Training-wise things were OK on the road, although my hip was still very painful and the raised levels of sweat in Hawaii made my flesh wounds sting horribly. My swim training, however, had been virtually non-existent. My elbow was by now feeling better, but there was no power in that arm.

On the Monday, I went for a 4km swim, my first hard session in the water since the crash. Towards the end my pectoral muscle was hurting badly, and it continued to deteriorate over the course of the day. I went for a ride that afternoon. It felt as if someone was stabbing me with a needle just above the left breast and into the underarm. Deep breathing was excruciating, as was riding on the hoods. Fortunately, that day Dr Mike Leahy arrived, whom I owe more than I could ever repay. He is an ironman athlete himself and has pioneered a technique called Active Release Therapy. Since the accident, one of the upper ribs, although not broken, had become misaligned. Mike treated it, and now started to work on what he said was a damaged pectoral muscle. I went to bed that night in huge discomfort. I couldn’t lie on my left side anyway, because of the abrasions, but now I couldn’t roll over at all.

The next day I was on the treadmill, which was fine as long as I didn’t breathe too deeply. Then I went for a swim. I managed a kilometre, by which time I was crying into my goggles. The pain was unbearable. Tom lifted me out of the pool. I was convinced I’d broken my rib. Every breath hurt and I couldn’t move my arm properly. I was in agony. That was to be my last swim before the race, which was now only four days away.
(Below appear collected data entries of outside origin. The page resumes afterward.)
PR #2123, opened 2023-10-30
EVG-19921: Set includeHidden to false in Patches query

SupaJoon:
EVG-19921

### Description
This change ensures backwards compatibility after https://github.com/evergreen-ci/evergreen/pull/7116 is merged and before https://github.com/evergreen-ci/spruce/pull/2092 is merged. Once https://github.com/evergreen-ci/evergreen/pull/7116 is merged `includeHidden` is optional and will evaluate to true if not provided in the PatchesInput. That's why it must be set to false. Without this intermediate change, hidden patches will be visible.

### DIFF
--- a/src/components/PatchesPage/index.tsx
+++ b/src/components/PatchesPage/index.tsx
@@ -138,10 +138,11 @@ export const usePatchesInputFromSearch = (search: string): PatchesInput => {
   );
   const statuses = rawStatuses.filter((v) => v && v !== ALL_PATCH_STATUS);
   return {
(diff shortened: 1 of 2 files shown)


khelif96 (changes requested):
I think we can avoid this by just making https://github.com/evergreen-ci/evergreen/pull/7116 default to false. e.g. https://github.com/evergreen-ci/evergreen/pull/7116/files#r1378196168 and then running gqlgen.

This will allow the backend change to be fully backward's compatible.

Issue #1801, opened 2021-01-01
Android: Handling received push notifications (in app's foreground/background state)


robertgreso:
According to docs, `onNotification` is "Called when a remote is received or opened". I would like to ask, if its possible to somehow get the behaviour that onNotification would be on Android called once push notification is opened, not just once its received (when Android app is in foreground/background)?

When implemented on iOS, onNotification is always called just when I click on received push notification, not immediately once its received. I would like to get the same behaviour on Android as well but it behaves differently there.
On Android, if the app is in the foreground/background `onNotification` is called immediately once the remote notification is received, not when user actually clicks on received notification.

Is it possible to get the same behaviour as described above on iOS also for Android, ie to be able to handle received push notification on Android while the app is in foreground/background just when user opens received push notification, not just when the notification is received?

Thanks for any suggestions!

Dallas62:
Hi @robertgreso 

This question has already been answered in the last ten issues.

Regards,

robertgreso:
> Hi @robertgreso
> 
> This question has already been answered in the last ten issues.
> 
> Regards,

Hi @Dallas62, I checked all the issues before creating this one and also double checked now but couldnt find the answer how to make it work to get onNotification called on Android once user taps on notification, when in foreground/background.

I just found as you pointed someone else to troubleshooting page where it says "Tapping the alert in the notification centre will start or bring the app to the foreground and onNotification will be called.", so I guess onNotification should be called in the case I described but it is not working for me. 
Could you please help me here? Much appreciate it! Thank you!

Dallas62:
https://github.com/zo0r/react-native-push-notification/issues/1795#issuecomment-752380816

robertgreso:
Hi @Dallas62 !
 Thanks for quick response!  
 I checked that comment and based on it:  We use the newest 7.0.0 version and we call .configure() outside of any component.
  
    I searched for SplashScreen in the issues (https://github.com/zo0r/react-native-push-notification/issues?q=is%3Aissue+splashscreen).  The relevant issues I found which are about push notifications:  
  
  https://github.com/zo0r/react-native-push-notification/issues/1795
	- this one is just about killed state where I have issue with foreground/backgroud state, killed state works fine for me

https://github.com/zo0r/react-native-push-notification/issues/1592
	- we dont use react native splash screen in our app

https://github.com/zo0r/react-native-push-notification/issues/868
	- we do send only data key in payload so that should be fine

[...]

PR #1819, opened 2021-01-13
[Android] Add hooks to intent handling and bundle parsing

cayleyh:
For https://github.com/zo0r/react-native-push-notification/issues/1801.

This adds hooks to allow easier customization of intent handling and bundle parsing behaviour on Android. This can be used to send notifications sent by 3rd party messaging management platforms that have custom message formats the same onNotification() JS codepath.

See discussion in #1801.

### DIFF
--- a/README.md
+++ b/README.md
@@ -702,6 +702,49 @@ Uses the [ShortcutBadger](https://github.com/leolin310148/ShortcutBadger) on And
 
 `PushNotification.unsubscribeFromTopic(topic: string)` Unsubscribe from a topic (works only with Firebase)
 
+## Android Custom Notification Handling
+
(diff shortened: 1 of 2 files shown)


Dallas62:
Hi @cayleyh 

I will look into it ASAP.

Regards,

Dallas62:
Hi @cayleyh 

Can you provide an exemple in the `README.md` ? Like the one in #1801 ?
Even if there is already many things inside the README and it needs refactor 😄. Because if this feature is not documented, this will not be reusable.

The batch exemple looks enough. A release will be made this week-end.

Regards,

cayleyh:
For sure. I'll add an example to the README right away.

cayleyh:
@Dallas62 I've added instructions to the README on the 2 separate cases we discussed in #1801.

Dallas62 (approved):

PR #1831, opened 2021-01-19
unsubscribeFromTopic function fix

MostafaArafa95:
Please note that this merge https://github.com/zo0r/react-native-push-notification/pull/917 doesn't work 

This is a fix to the unsubscribeFromTopic function


Dallas62:
Nice catch !

PR #1847, opened 2021-02-03
Remove redundant import statement

vaibhavhrt:
same modules were imported twice.


Dallas62:
Hi @vaibhavhrt 
Thanks for the PR ! 😉 
I will release it soon.

PR #1905, opened 2021-03-10
(fix) remove unnecessary imports and extra variables.

Stanislavja:
Remove extra variables.
Led to one look all imports.


Dallas62:
Hi @Stanislavja 

Thanks for this change !

PR #1910, opened 2021-03-13
Document `data` in getScheduledLocalNotifications

s-fletcher:
I noticed that `userInfo`/`data` was being returned in the notifications array of the `getScheduledLocalNotifications` but was not properly documented. 

See https://github.com/zo0r/react-native-push-notification/blob/master/index.js#L546

I've also added this property to the @types package https://github.com/DefinitelyTyped/DefinitelyTyped/pull/51720


Dallas62:
Hi @s-fletcher 
Thanks for this PR

PR #1956, opened 2021-04-18
Adding mavenCentral() as jcenter() is shutting

maheshwarimrinal:
Adding mavenCentral() as jcenter() is shutting down


Dallas62:
Hi @maheshwarimrinal 
Thanks for you contribution !

PR #1995, opened 2021-05-12
fix: android missing channelId warning should now show

gioragutt:
Small one, would have been caught by TypeScript easily 🤷🏻‍♂️

### DIFF
--- a/index.js
+++ b/index.js
@@ -141,7 +141,7 @@ Notifications.unregister = function() {
  * @param {Object}    details.userInfo -  iOS ONLY: The userInfo used in the notification alert.
  */
 Notifications.localNotification = function({...details}) {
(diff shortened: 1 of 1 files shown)


Dallas62:
Thanks !

Dallas62:
Will release it ASAP

Aarush-wadhia:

I called Mike, and he told me to go straight to hospital. He thought it was muscular, but he didn’t want to keep treating it if it turned out to be a fracture. I drove to ER and was met there by John and Linda (I kept this latest development from anybody else, including my friends and family who had flown so far to watch me race). I was seen by Dr Richard McDowell, whose wife, Lesley, has won her age group at Kona eleven times. His first concern was actually my leg, which was still swollen from the flight.

‘It shouldn’t be like that,’ he said. ‘I need to test for a pulmonary embolism.’
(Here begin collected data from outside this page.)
PR #2027, opened 2021-05-24
Pull Latest from zo0r / react-native-push-notification to explosiv0/react-native-push-notification

vinoth-hcl:
Firebase library instance ID deprecation fix.. explosiv0/react-native-push-notification


vinoth-hcl:
Please pull latest code from zo0r/react-native-push-notification as firebase deprecation fixed there in 7.3.1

I spent the next six hours in hospital, undergoing x-rays, CT scans and tests. I felt confident it wasn’t a pulmonary embolism, and the CT scans and ECG came back clear. However, there had been significant damage done to my pec and intercostal muscles. I was not allowed to swim before the race – not that I would have been able to, even if I’d wanted. They also undid my bandages to check my wounds. John and Dr McDowell recoiled at the smell when the bandages were removed. My wounds were scraped clean, scrubbed and redressed. I was prescribed a new course of antibiotics.
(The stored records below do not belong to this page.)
PR #2030, opened 2021-05-25
Feat: Allow for repeat to specify amount of the given repeat type (Android)

johgusta:
# Problem
We want our local notifications to be able to repeat every other day, and it is critical that the time of day is correct. Currently the closest possible setting would be to use `repeatType: 'time'` and then calculate the milliseconds for two days and set it as `repeatTime`. For a repeating reminder this will change the time of day the reminder repeats when daylight saving changes the UTC offset. 

# Solution
Since the library already allows `repeatTime` for `time`, this PR will update it to allow `repeatTime` for all the repeat types. Instead of calculating the milliseconds of each type we're using the `Calendar.add()` function with the corresponding field. The amount to increase it by is set by `repeatTime` and defauls to 1. It also follows the same logic as already implemented for repeating on months.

The final few days were hard and beset by doubt. The road rash wasn’t healing. I spent another hour in hospital on the Wednesday with Hawaii’s leading wound specialist, who redressed my lesions once again. But road rash was the least of my worries. The pectoral injury was the biggest concern, followed by the hip. The elbow, however, was a lot better. I never doubted I would race, once the results of those first x-rays had made clear there was no break, and Mike reinforced that. Each day my condition was improving with his help and that of my acupuncturist, Allison. It was going to hurt, but by Saturday I would be able to race. To have medical professionals like that around me in the build-up was so important and a privilege that I appreciate is not available to most athletes at Kona. The added confidence their treatment and words inspired played a huge role in getting me to the start line, as did the endless support of Tom and Dave.

Would I be able to win? That was the question I was reluctant to confront. If I could just get through the swim and come out of it not doubled up in pain, then I reckoned I could contend, but there were so many unknowns. I hadn’t been in the ocean at all. I wouldn’t be swimming again until race day. I just had no idea how I was going to fare. And then there are all the other discomforts that unfold over an ironman at the best of times. Given my condition, how much more painful were they going to be? I just hoped that my mind would stay strong enough to cope. Because if it didn’t it would be time to confront the biggest fear of all – the fear of losing an ironman.